◆ Assignment
Write out exactly the lines running from the line that includes "In addition, there" to the end of the data, both ends included, and nothing besides.

◆ Given data
________________________
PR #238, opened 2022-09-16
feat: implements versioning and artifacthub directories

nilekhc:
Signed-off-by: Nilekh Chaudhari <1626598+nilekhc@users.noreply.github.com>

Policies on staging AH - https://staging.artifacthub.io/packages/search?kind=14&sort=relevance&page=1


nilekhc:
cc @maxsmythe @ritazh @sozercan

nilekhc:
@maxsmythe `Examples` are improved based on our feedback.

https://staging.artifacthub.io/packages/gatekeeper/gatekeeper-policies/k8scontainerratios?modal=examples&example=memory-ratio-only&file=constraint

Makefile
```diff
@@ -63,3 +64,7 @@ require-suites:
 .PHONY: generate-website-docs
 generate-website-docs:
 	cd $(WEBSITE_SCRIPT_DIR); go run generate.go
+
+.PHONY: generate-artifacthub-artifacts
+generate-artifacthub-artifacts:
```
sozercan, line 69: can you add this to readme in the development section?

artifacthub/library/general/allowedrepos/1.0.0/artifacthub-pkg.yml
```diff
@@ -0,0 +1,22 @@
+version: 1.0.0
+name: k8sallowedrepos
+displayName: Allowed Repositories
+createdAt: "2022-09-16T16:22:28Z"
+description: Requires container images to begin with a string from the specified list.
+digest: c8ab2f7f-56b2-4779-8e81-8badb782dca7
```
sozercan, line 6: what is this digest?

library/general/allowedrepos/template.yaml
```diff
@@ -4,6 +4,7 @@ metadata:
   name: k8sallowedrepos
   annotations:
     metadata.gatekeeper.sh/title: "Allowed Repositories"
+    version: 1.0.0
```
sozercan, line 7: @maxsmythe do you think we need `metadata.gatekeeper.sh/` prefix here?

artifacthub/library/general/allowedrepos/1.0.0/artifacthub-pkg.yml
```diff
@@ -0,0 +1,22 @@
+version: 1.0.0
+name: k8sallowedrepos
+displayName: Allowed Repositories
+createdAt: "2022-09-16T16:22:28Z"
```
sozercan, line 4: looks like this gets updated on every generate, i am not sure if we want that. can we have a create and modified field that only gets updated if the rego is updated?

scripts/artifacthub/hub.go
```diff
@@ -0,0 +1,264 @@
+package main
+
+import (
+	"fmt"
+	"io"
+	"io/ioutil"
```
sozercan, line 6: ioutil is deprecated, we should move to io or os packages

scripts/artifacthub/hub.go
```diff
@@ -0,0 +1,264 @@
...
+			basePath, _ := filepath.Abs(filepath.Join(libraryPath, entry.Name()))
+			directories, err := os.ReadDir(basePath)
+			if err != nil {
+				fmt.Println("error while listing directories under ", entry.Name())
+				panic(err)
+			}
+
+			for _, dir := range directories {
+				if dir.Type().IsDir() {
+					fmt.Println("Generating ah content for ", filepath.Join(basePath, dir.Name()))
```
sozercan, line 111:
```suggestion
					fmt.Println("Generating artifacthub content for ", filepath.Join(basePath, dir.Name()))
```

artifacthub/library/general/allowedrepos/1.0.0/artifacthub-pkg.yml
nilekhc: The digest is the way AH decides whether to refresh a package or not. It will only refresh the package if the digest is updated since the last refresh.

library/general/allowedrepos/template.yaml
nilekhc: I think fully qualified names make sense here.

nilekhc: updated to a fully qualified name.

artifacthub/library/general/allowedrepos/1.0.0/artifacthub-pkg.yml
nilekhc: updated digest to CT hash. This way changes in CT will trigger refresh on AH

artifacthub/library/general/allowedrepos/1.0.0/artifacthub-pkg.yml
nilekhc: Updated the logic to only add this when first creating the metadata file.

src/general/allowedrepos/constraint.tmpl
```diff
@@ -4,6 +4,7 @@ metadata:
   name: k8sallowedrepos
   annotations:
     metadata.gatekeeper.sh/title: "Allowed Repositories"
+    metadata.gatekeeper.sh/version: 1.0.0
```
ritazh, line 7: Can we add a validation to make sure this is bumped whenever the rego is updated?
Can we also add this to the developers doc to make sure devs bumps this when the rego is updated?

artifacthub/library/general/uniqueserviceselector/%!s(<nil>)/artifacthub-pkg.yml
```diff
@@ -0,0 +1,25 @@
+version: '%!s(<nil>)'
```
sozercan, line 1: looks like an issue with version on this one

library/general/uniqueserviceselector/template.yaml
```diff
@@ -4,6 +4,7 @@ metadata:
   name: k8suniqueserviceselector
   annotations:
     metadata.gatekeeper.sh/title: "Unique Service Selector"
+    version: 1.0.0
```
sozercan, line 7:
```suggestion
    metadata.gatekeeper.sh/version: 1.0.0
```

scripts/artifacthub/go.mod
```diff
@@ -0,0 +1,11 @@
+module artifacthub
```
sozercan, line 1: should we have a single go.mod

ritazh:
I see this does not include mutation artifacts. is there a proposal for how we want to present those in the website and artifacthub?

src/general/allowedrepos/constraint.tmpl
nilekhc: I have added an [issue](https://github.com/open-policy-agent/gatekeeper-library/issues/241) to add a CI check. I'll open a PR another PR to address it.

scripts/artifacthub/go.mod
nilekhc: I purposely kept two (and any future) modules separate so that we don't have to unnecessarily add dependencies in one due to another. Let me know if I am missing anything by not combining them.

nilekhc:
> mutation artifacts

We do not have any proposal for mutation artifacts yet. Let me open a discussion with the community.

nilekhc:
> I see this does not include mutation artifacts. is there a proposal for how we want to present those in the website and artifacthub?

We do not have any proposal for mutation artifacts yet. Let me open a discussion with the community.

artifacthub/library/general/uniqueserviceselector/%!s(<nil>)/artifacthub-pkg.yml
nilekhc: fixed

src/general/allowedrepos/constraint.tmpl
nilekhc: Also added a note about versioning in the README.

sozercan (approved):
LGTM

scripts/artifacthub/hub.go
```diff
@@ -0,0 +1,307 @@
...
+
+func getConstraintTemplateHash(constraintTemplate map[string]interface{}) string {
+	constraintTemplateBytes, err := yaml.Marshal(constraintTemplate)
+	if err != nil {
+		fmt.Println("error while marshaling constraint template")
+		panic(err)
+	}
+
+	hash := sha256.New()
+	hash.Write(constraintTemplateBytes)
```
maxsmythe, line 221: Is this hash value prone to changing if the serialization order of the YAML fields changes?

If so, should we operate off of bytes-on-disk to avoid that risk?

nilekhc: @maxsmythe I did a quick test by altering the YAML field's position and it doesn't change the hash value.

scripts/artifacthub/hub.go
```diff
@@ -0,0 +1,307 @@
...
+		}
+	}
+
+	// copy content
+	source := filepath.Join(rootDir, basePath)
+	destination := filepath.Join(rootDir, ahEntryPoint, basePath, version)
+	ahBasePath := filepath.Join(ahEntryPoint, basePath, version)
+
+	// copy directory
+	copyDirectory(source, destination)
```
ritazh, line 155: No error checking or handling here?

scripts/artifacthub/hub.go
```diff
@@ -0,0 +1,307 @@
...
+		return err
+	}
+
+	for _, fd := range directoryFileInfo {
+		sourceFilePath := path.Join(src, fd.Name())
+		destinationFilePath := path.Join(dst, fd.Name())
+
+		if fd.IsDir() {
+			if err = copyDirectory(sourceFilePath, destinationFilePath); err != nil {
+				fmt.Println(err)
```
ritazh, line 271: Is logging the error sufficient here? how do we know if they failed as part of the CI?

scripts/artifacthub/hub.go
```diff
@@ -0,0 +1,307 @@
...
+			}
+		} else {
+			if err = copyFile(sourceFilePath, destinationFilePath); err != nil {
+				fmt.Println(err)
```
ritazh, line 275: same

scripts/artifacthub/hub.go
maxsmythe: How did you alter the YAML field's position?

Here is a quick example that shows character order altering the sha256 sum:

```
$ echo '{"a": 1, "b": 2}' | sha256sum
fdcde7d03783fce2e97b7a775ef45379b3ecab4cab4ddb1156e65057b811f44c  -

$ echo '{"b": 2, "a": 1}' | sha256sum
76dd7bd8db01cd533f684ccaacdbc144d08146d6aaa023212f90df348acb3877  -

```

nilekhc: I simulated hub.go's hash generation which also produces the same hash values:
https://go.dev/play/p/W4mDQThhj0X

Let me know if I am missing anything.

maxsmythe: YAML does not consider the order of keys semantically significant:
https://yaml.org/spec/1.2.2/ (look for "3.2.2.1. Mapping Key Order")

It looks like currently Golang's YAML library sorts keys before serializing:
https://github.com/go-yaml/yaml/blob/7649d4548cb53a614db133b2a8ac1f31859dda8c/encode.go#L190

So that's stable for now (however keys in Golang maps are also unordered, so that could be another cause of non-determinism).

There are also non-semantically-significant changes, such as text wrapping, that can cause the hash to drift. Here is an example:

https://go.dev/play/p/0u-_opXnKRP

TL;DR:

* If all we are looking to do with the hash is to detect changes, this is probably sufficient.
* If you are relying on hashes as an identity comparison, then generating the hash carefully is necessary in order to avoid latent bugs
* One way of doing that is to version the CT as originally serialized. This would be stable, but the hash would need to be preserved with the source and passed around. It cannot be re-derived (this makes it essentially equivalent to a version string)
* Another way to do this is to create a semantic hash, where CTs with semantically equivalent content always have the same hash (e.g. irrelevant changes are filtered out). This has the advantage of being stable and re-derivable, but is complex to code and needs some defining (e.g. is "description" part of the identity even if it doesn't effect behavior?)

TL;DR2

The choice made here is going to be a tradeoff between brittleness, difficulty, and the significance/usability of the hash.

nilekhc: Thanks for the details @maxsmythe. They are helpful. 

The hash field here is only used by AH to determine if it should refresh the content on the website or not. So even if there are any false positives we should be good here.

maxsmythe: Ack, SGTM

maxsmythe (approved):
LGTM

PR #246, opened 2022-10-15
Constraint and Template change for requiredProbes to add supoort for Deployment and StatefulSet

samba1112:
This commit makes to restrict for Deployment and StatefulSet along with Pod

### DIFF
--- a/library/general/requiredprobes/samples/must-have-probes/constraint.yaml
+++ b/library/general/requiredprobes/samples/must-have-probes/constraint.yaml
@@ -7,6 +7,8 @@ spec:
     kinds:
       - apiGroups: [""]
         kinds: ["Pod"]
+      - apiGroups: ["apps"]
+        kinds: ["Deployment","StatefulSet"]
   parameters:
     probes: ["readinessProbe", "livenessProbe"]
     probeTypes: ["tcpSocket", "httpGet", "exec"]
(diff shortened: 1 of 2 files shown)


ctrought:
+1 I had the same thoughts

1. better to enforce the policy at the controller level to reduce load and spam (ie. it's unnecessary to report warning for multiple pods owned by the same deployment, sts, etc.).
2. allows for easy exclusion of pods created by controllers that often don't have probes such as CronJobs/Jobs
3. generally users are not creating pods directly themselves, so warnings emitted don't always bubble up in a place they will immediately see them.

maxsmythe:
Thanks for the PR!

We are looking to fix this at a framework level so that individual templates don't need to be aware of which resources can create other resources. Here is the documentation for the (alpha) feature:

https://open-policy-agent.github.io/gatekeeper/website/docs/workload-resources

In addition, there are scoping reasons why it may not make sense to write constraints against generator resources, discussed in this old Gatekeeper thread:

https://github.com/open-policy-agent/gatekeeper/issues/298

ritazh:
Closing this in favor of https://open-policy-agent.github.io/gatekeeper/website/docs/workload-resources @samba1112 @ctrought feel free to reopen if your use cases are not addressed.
________________________
◆ Exercise output
In addition, there are scoping reasons why it may not make sense to write constraints against generator resources, discussed in this old Gatekeeper thread:

https://github.com/open-policy-agent/gatekeeper/issues/298

ritazh:
Closing this in favor of https://open-policy-agent.github.io/gatekeeper/website/docs/workload-resources @samba1112 @ctrought feel free to reopen if your use cases are not addressed.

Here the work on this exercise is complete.